ETG Alcohol Testing in the Workplace
Several studies have shown that employees with drugs and alcohol problems are likely to have higher incidence of absenteeism, are less productive, have higher medical costs, and have more incidents and injuries. During the late 1980s, the U.S. Supreme Court approved employer drug and alcohol testing for applicants and employees under special circumstances. This was followed other federal legislation including the Drug-Free Workplace Act of 1988 to maintain a drug-free workplace.
Testing regulations are now highly mandatory in various industries. And the latest to widely gain popularity in the recent years is the ETG alcohol testing for its ability to detect consumption of alcohol in urine even after ethanol (alcohol) has been completely eliminated in the body.
Although Ethyl glucuronide (EtG) was described as early as the 1950′s, the clinical use of the test as an alcohol marker began in 2001 when Dr. Friedrich Wurst, in Switzerland, and Dr. Gregory Skipper, in the USA reported a study of alcoholics in a psychiatric facility in Germany. Their findings demonstrated that ETG was a more sensitive and reliable indicator of both drinking and abstinence than was urine alcohol. Dr. Skipper recognized that urine EtG would be a valuable test in monitoring professionals.
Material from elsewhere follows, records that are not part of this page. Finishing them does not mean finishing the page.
PR #5077, opened 2023-08-31
Use the block based KVO API in AsyncOperation

buggmagnet:


ios/Operations/AsyncOperation.swift
```diff
@@ -238,45 +238,22 @@ open class AsyncOperation: Operation {
...
-            context: &Self.observerContext
-        )
-    }
-
-    deinit {
-        removeObserver(self, forKeyPath: #keyPath(isReady), context: &Self.observerContext)
+        isReadyObserver = observe(\.isReady, options: []) { operation, _ in
+            operation.checkReadiness()
+            // Clear the observer when the operation is finished to avoid leaking memory
+            if operation.state == .finished {
```
pronebird, line 249: It looks like observation API does not maintain a strong reference to target anymore. Try this in playground:

```swift
class MyOperation: Operation {
    private var observer: NSKeyValueObservation?

    override init() {
        super.init()

        observer = observe(\.isReady, changeHandler: { op, _ in
            print(op)
        })
    }

    deinit {
        print("deinit!")
    }
}

var op: MyOperation? = MyOperation()

op = nil

print("done")
```

Don't forget to remove `observerContext` on the class if we don't need it anymore.

pronebird (changes requested):

ios/Operations/AsyncOperation.swift
```diff
@@ -117,7 +117,7 @@ open class AsyncOperation: Operation {
         _error
     }
 
-    override public final var isReady: Bool {
+    dynamic override public final var isReady: Bool {
```
pronebird, line 120: Any particular reason why that has to be marked `dynamic`?

buggmagnet (commented):
> *[Reviewable](https://reviewable.io/reviews/mullvad/mullvadvpn-app/5077)* status: 0 of 1 files reviewed, 2 unresolved discussions (waiting on @pronebird)

___
*[`ios/Operations/AsyncOperation.swift` line 120 at r1](https://reviewable.io/reviews/mullvad/mullvadvpn-app/5077#gh-1311460035:-NdAr3oa3jGdoWmvgL8M:b-4wywvt) ([raw file](https://github.com/mullvad/mullvadvpn-app/blob/ebd6a0b2b42c740b6f4daf7a65a31570e32d756f/ios/Operations/AsyncOperation.swift#L120)):*

Any particular reason why that has to be marked `dynamic`?
</blockquote></details>

It's to force dynamic dispatching via the ObjC runtime which is required for KVO to work
Technically it has to be marked both `@objc` and `dynamic` but we inherit from `NSObject` so all our properties are already inherently `@objc` 

[This article](https://developer.apple.com/documentation/swift/using-key-value-observing-in-swift) shows an example on how to do it
___
*[`ios/Operations/AsyncOperation.swift` line 249 at r1](https://reviewable.io/reviews/mullvad/mullvadvpn-app/5077#gh-1311452841:-NdB44Fp4hTGc4iWPIfv:boe7mp6) ([raw file](https://github.com/mullvad/mullvadvpn-app/blob/ebd6a0b2b42c740b6f4daf7a65a31570e32d756f/ios/Operations/AsyncOperation.swift#L249)):*

It looks like observation API does not maintain a strong reference to target anymore. Try this in playground:

```swift
class MyOperation: Operation {
    private var observer: NSKeyValueObservation?

    override init() {
        super.init()

        observer = observe(\.isReady, changeHandler: { op, _ in
            print(op)
        })
    }

    deinit {
        print("deinit!")
    }
}

var op: MyOperation? = MyOperation()

op = nil

print("done")
```

</blockquote></details>

I was under that impression too, but I used Instruments to make sure we were not leaking memory, and without that it would leak memory for each operation created.

You can run the check yourself if you want, remove the `operation.isReadyObserver = nil` line and run under instruments to see the result.

pronebird (approved):
:lgtm:

> Reviewed 1 of 1 files at r1, 1 of 1 files at r2.
> *[Reviewable](https://reviewable.io/reviews/mullvad/mullvadvpn-app/5077#-:-NdUVhtR57vD0Z9vmuwy:bnfp4nl)* status: :shipit: complete! all files reviewed, all discussions resolved

PR #5089, opened 2023-09-04
Detect whether OS is Windows Server

dlon:
We do not officially support Windows Server, but we could still distinguish between it and the desktop OSes. Currently, we incorrectly assume that the user is necessarily on the desktop version.

This code simply returns "Windows Server" and does not bother to detect the specific version/year. This is fine because we log the build number as well, and the main point is to distinguish between desktop and server.

- - -
This change is [Reviewable](https://reviewable.io/reviews/mullvad/mullvadvpn-app/5089)

### DIFF
--- a/CHANGELOG.md
+++ b/CHANGELOG.md
@@ -37,6 +37,10 @@ Line wrap the file at 100 chars.                                              Th
 #### Windows
 - Remove wireguard-go (userspace WireGuard) support.
 
+### Fixed
+#### Windows
+- Correctly detect whether OS is Windows Server (primarily for logging in daemon.log).
+
 
 ## [android/2023.6-beta1] - 2023-08-29
 
--- a/talpid-platform-metadata/src/lib.rs
+++ b/talpid-platform-metadata/src/lib.rs
@@ -15,6 +15,3 @@ mod imp;
 mod imp;
 
 pub use self::imp::{extra_metadata, short_version, version};
-
-#[cfg(target_os = "windows")]
-pub use self::imp::WindowsVersion;
--- a/talpid-platform-metadata/src/windows.rs
+++ b/talpid-platform-metadata/src/windows.rs
@@ -37,7 +37,7 @@ pub fn extra_metadata() -> impl Iterator<Item = (String, String)> {
     std::iter::empty()
 }
 
-pub struct WindowsVersion {
+struct WindowsVersion {
     inner: RTL_OSVERSIONINFOEXW,
 }
 
--- a/talpid-platform-metadata/src/windows.rs
+++ b/talpid-platform-metadata/src/windows.rs
@@ -6,11 +6,12 @@ use std::{
 };
 use windows_sys::Win32::System::{
     LibraryLoader::{GetModuleHandleW, GetProcAddress},
-    SystemInformation::OSVERSIONINFOW,
+    SystemInformation::OSVERSIONINFOEXW,
+    SystemServices::VER_NT_WORKSTATION,
 };
 
 #[allow(non_camel_case_types)]
-type RTL_OSVERSIONINFOW = OSVERSIONINFOW;
+type RTL_OSVERSIONINFOEXW = OSVERSIONINFOEXW;
 
 pub fn version() -> String {
     let (major, build) = WindowsVersion::new()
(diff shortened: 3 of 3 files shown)


faern (changes requested):
> Reviewed 1 of 2 files at r1, all commit messages.
> *[Reviewable](https://reviewable.io/reviews/mullvad/mullvadvpn-app/5089)* status: 1 of 2 files reviewed, 2 unresolved discussions (waiting on @dlon)

___
*[`talpid-platform-metadata/src/windows.rs` line 32 at r1](https://reviewable.io/reviews/mullvad/mullvadvpn-app/5089#-NdUPl3vCBH9IIJV86rn:-NdUPl3vCBH9IIJV86ro:b-5zta2o) ([raw file](https://github.com/mullvad/mullvadvpn-app/blob/1ee87483abba9a1ce8060c9c79d54a21be01579f/talpid-platform-metadata/src/windows.rs#L32)):*
> ```XML
>         .map(|version| version.windows_version_string())
>         .unwrap_or("N/A".into());
>     format!("Windows {}", version_string)
> ```

This is IMHO a bit harder to understand than the old version. Because now the reader has to check in more places to know if the prefix "Windows" is part of the string or not. This PR currently goes from hardcoding "Windows" in two places to having it in three places.

Personally I think I would have preferred to keep "Windows" out of `windows_version_string` and just have it return "Server" when it detects server. Not going to block the PR on this, but it's my suggestion for an improvement.
___
*[`talpid-platform-metadata/src/windows.rs` line 42 at r1](https://reviewable.io/reviews/mullvad/mullvadvpn-app/5089#-NdUOXmgAudC9QcnYfJu:-NdUOXmh3RUMRaW80fn2:b1v6l16) ([raw file](https://github.com/mullvad/mullvadvpn-app/blob/4bebd7087a5829a1ed7d339c079b2ac37d8a8d02/talpid-platform-metadata/src/windows.rs#L42)):*
> ```XML
> }
> 
> pub struct WindowsVersion {
> ```

Is there any reason this struct is public? I can't find any usage of it outside of this module. I'm asking because the currenly public facing method `WindowsVersion::windows_version_string` now changed format (The word "Windows" was added to the start) and I was unsure what parts of the app this would affect.

If this struct is indeed not used outside of this module, let's make it private to better show that.

faern (commented):
> *[Reviewable](https://reviewable.io/reviews/mullvad/mullvadvpn-app/5089)* status: all files reviewed, 2 unresolved discussions (waiting on @dlon)

dlon (commented):
> *[Reviewable](https://reviewable.io/reviews/mullvad/mullvadvpn-app/5089)* status: 1 of 3 files reviewed, 1 unresolved discussion (waiting on @faern)

___
*[`talpid-platform-metadata/src/windows.rs` line 32 at r1](https://reviewable.io/reviews/mullvad/mullvadvpn-app/5089#-NdUPl3vCBH9IIJV86rn:-NdUjJk8EDtKaD6D8Yqg:b-896fix) ([raw file](https://github.com/mullvad/mullvadvpn-app/blob/1ee87483abba9a1ce8060c9c79d54a21be01579f/talpid-platform-metadata/src/windows.rs#L32)):*

This is IMHO a bit harder to understand than the old version. Because now the reader has to check in more places to know if the prefix "Windows" is part of the string or not. This PR currently goes from hardcoding "Windows" in two places to having it in three places.

Personally I think I would have preferred to keep "Windows" out of `windows_version_string` and just have it return "Server" when it detects server. Not going to block the PR on this, but it's my suggestion for an improvement.
</blockquote></details>

Done.
___
*[`talpid-platform-metadata/src/windows.rs` line 42 at r1](https://reviewable.io/reviews/mullvad/mullvadvpn-app/5089#-NdUOXmgAudC9QcnYfJu:-NdUj15zC3C5VM9ANJSM:b-hm92d3) ([raw file](https://github.com/mullvad/mullvadvpn-app/blob/4bebd7087a5829a1ed7d339c079b2ac37d8a8d02/talpid-platform-metadata/src/windows.rs#L42)):*

Is there any reason this struct is public? I can't find any usage of it outside of this module. I'm asking because the currenly public facing method `WindowsVersion::windows_version_string` now changed format (The word "Windows" was added to the start) and I was unsure what parts of the app this would affect.

If this struct is indeed not used outside of this module, let's make it private to better show that.
</blockquote></details>

Nope, we do not use it elsewhere. Done.

faern (approved):
Sweet! Overall way fewer changes and IMHO nicer code. This is perfect :lgtm: 

> *[Reviewable](https://reviewable.io/reviews/mullvad/mullvadvpn-app/5089#-:-NdV3f6X5bYtBBLFinMX:b3surz1)* status: :shipit: complete! all files reviewed, all discussions resolved

PR #5091, opened 2023-09-04
Add 100 64 range

tristandruyen:
- - -
This change is [Reviewable](https://reviewable.io/reviews/mullvad/mullvadvpn-app/5091)


tristandruyen:
My bad, i miss-clicked the button in my fork, this should stay a fork for now :)

faern:
Unless some evidence as to why this would be safe is provided, I don't think we are going to merge this upstream anytime soon. `100.64.0.0/10` is not a *local* range. It's a carrier grade range and intended to be used, among other things, between ISPs and their customers. This is by definition not local.

PR #5093, opened 2023-09-04
Add http client module to use for prototyping

Pururun:
Also add the two google play billing end points.

- - -
This change is [Reviewable](https://reviewable.io/reviews/mullvad/mullvadvpn-app/5093)


Pururun:
Closing this as with the daemon implementation this is no longer needed.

To date, a number of organizations and companies have started to introduce ETG alcohol test as part of their drug and alcohol screening policy. But how exactly do employees and employers benefit from this kind of alcohol test? Is ETG urine alcohol testing an effective tool in ensuring an alcohol-free work environment? Here are some of the key benefits of workplace ETG alcohol testing:
- ETG alcohol test can detect recent usage of alcohol more accurately compared with conventional testing.
- ETG test is ideal for zero tolerance and abstinence situations.
- Strong indicator of alcohol ingestion within the previous 3 to 4 days.
- Helps identify relapse to drinking.
- ETG may be run on urine specimens in conjunction with other drug testing panels.
- Helps in evaluating interventions for alcohol problems.
Limitations of ETG Testing
Essentially, ETG urine alcohol test can offer a handful of advantages when administered properly. On the other hand, it is also important to note that this test has some limitations as well, such as; it cannot detect the amount of alcohol consumed by an individual. Likewise, this test doesn’t bother to find out why and how the ETG has been produced or the identity of the real substance which has been metabolized to produce ETG. If the test detects ETG, it will simply label person who took the test as an inebriate.
In accordance with current guidance from SAMHSA, alcohol biomarker results should be interpreted in the context of other clinical and behavioral information available relating to the individual who has tested positive for an ETG screen.